Flowers for the Taj

As I watched the Taj Mahal hotel breathe fire, I remembered my grandfather, Burjor. For more than 30 years, he was the florist at the hotel, ordering roses flown in daily from New Delhi.

Like the Taj, his black Fiat, a broken dinosaur of a car, was a landmark in itself. Filled to the brim with cane baskets for his flower shop, and home to several brown cockroaches, he parked it in the same spot every day — right in front of the hotel’s main entrance.

I essentially grew up in the hotel. And I would have been there on Wednesday night, browsing in its bookshop, and at the Leopold Cafe nearby, if it were not for the last-minute distraction of a soccer match in my neighborhood.

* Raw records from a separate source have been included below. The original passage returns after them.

PR #849, opened 2026-05-17
fix(trading-agents-service): per-run DB engine — root-cause cross-loop bug

jcoles1155:
## What

The cross-loop bug that's been blocking us for the last several PRs has finally got an actual root-cause fix.

**The problem:** the global SQLAlchemy/asyncpg engine (`app/db.py` `get_engine()`) is a process-wide singleton. It's lazy-initialized on the first request that calls `get_sessionmaker()` — usually `/health` from Railway's probe. That binds the engine's connection pool to whatever event loop was current at that moment.

`run_analysis` runs as a FastAPI BackgroundTask, which executes in a **different event loop context**. Every DB write inside the callback handler (`on_chain_end` → `_persist_report` → `session.commit()`) is awaiting a Future that's bound to the wrong loop. Result: `got Future <Future pending cb=[BaseProtocol._on_waiter_completed()]> attached to a different loop`, which cascades into chain errors → retries → runaway loops.

Reverting singletons (Redis, ChatOpenAI) helped narrow it. The fire-and-forget extractor pattern still hit it. The kill switch hid the symptom but didn't fix the cause.

## Fix

`run_analysis` now creates its OWN engine + sessionmaker at the top, inside the BackgroundTask coroutine — so it's bound to **this run's loop**. Every downstream DB op (status updates, agent_reports persist via the callback, decision write, fire-and-forget extractor updates) routes through it.

```python
async def run_analysis(...):
    url, connect_args = asyncpg_url(settings.DATABASE_URL)
    engine = create_async_engine(url, connect_args=..., pool_size=5, max_overflow=10)
    sessionmaker = async_sessionmaker(engine, class_=AsyncSession, expire_on_commit=False)

    try:
        # ... existing pipeline ...
    finally:
        await publish_done(run_id)
        await engine.dispose()  # clean up connection pool
```

The `/health` and `/ready` routes continue using the global singleton (which is fine — they're on the request-handler loop). Only the BackgroundTask-spawned analysis gets a dedicated engine.

## Cost

1 TCP+TLS handshake to Neon per run (pool warmup). 5 connections shared across ~12 agents. Disposed cleanly at run-end. Negligible vs the cost of the analysis itself.

## Why the previous attempts didn't fix this

- **Reverting Redis/ChatOpenAI singletons** — addressed pub-sub + LLM-call cross-loop, but the DB engine is the bigger one
- **Fire-and-forget extractor** — the LangChain callback returned faster, but `_persist_report` still used the singleton engine → still cross-loop
- **Kill switch** — removed the extractor entirely; persist STILL failed sometimes, just with fewer total calls so it was less visible. The TSLA run that "seemed to work" probably did have some persist failures we didn't see scroll past

## Trade-offs

- Fire-and-forget extractor tasks spawned late in a run may not complete before `engine.dispose()` — those metadata writes are lost (logged via `_log_task_exception`). Acceptable: metadata is best-effort enrichment. The agent's prose content and the decision row are persisted before any extractor task is spawned.

## Smoke test after deploy

1. Submit a fresh AAPL analysis
2. Logs should be CLEAN — no "different loop", no asyncpg `InternalClientError`, no runaway market_analyst loop
3. Run completes, decision card renders
4. Agent reports populate with content + metadata
5. Dashboard metadata cards render per-agent (RSI gauge, sentiment scale, etc.)

If something still surfaces cross-loop after this — that would be deeper LangGraph weirdness and we'd need to investigate further. But this matches the most common asyncpg + FastAPI BackgroundTask pattern in the docs.

### DIFF
--- a/.env.example
+++ b/.env.example
@@ -1,3 +1,29 @@
+# ─────────────────────────────────────────────────────────────────────────
+# Two Trees service-wrapper vars (required by app/config.py)
+# ─────────────────────────────────────────────────────────────────────────
+
+# Neon Postgres — pooled URL. Shared with the Node lyceum-fund app.
+DATABASE_URL=
+# Neon Postgres — direct URL. Used by Alembic migrations.
+DIRECT_URL=
+# Upstash Redis URL. Shared with the Node side for pub-sub / SSE.
+REDIS_URL=
+# HMAC-SHA256 secret. Node-side worker signs requests; this service verifies.
+# Generate with: openssl rand -hex 32
+HMAC_SHARED_SECRET=
+# Slug of the spawned app this service backs. Tagged on every Sentry event.
+APP_SLUG=lyceum-fund
+# Sentry DSN. Errors flow to the shared two-trees-shared-python project.
+SENTRY_DSN=
+# 'production' on Railway; 'development' locally.
+NODE_ENV=development
+# Bind port. Railway injects automatically.
+PORT=8000
+
+# ─────────────────────────────────────────────────────────────────────────
+# Upstream TradingAgents env vars (consumed by tradingagents/ library)
+# ─────────────────────────────────────────────────────────────────────────
+
 # LLM Providers (set the one you use)
 OPENAI_API_KEY=
 GOOGLE_API_KEY=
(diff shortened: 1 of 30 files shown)


Yijia-Xiao:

My family lives about 4 miles from the Taj, in a Parsi colony called Rustom Baug. The colony was developed exclusively for members of the Zoroastrian religion — the same religion that J. N. Tata, the man who built the Taj, belonged to.

It is one of the quietest and most picturesque locations in Mumbai. It can feel like it’s a world away from the city. Except when it’s not, like when the attacks started.

The morning after the siege began, I read the following story in one of the papers: Moments before the terrorists opened fire in the main lobby of the Taj, a 10-year-old boy had entered the hotel to use the washroom. When he heard the shooting, he stood paralyzed in the center of the lobby until a man whisked him away and they hid in Nalanda, the bookshop in the Taj. They switched off the lights and sat in the darkness for nearly three hours.

There was a time, not so very long ago, when I could have been that boy. Nalanda is my favorite bookshop in Mumbai. My grandfather took me there every Sunday when I was a boy. While he cajoled me into buying books on science — though he was a florist, nuclear physics was his passion, and he was also fluent in Japanese — I sheepishly picked up copies of the Tintin and Asterix series as well as Amar Chitra Katha comics, full of fables and magnificent illustrations of demons and celestial beings from Indian mythology.

Thankfully, the boy’s story, like the Amar Chitra Katha comics, had a fairy-tale ending. He was reunited with his parents.

On Saturday, when the siege ended, I stepped outside our gates and took a taxi to the Taj. The driver let me off nearby at the Regal Cinema and I walked toward the Leopold Cafe. The smell of disinfectant was overpowering. The cafe was closed, but through the shutters I noticed that two ceiling fans were on. There was a flier on the outside wall with “Good News” written on it, an advertisement for plumbing and carpentry.

The makeshift stores selling old gramophones were empty. A store called R. Dadavji’s Ladies and Gents Under Garments was open. Florists also were open because a tragedy like this always means business. But everything else was closed. I came in view of the Taj’s entrance and the spot where my grandfather’s black Fiat was always parked. There was a police barricade flanked by fire engines. The hotel’s windows had been smashed, like teeth that had suddenly gone missing. Above, crows circled.

I thought of all the weekends when I would come to the Taj bookstore with my grandfather. I thought of how for so many years he bejeweled the hotel’s rooms with flowers. Today, I thought, his store would be closed. The last thing he would have wanted would be to use his flowers to decorate the dead.

Anosh Irani, the author, most recently, of The Song of Kahunsha.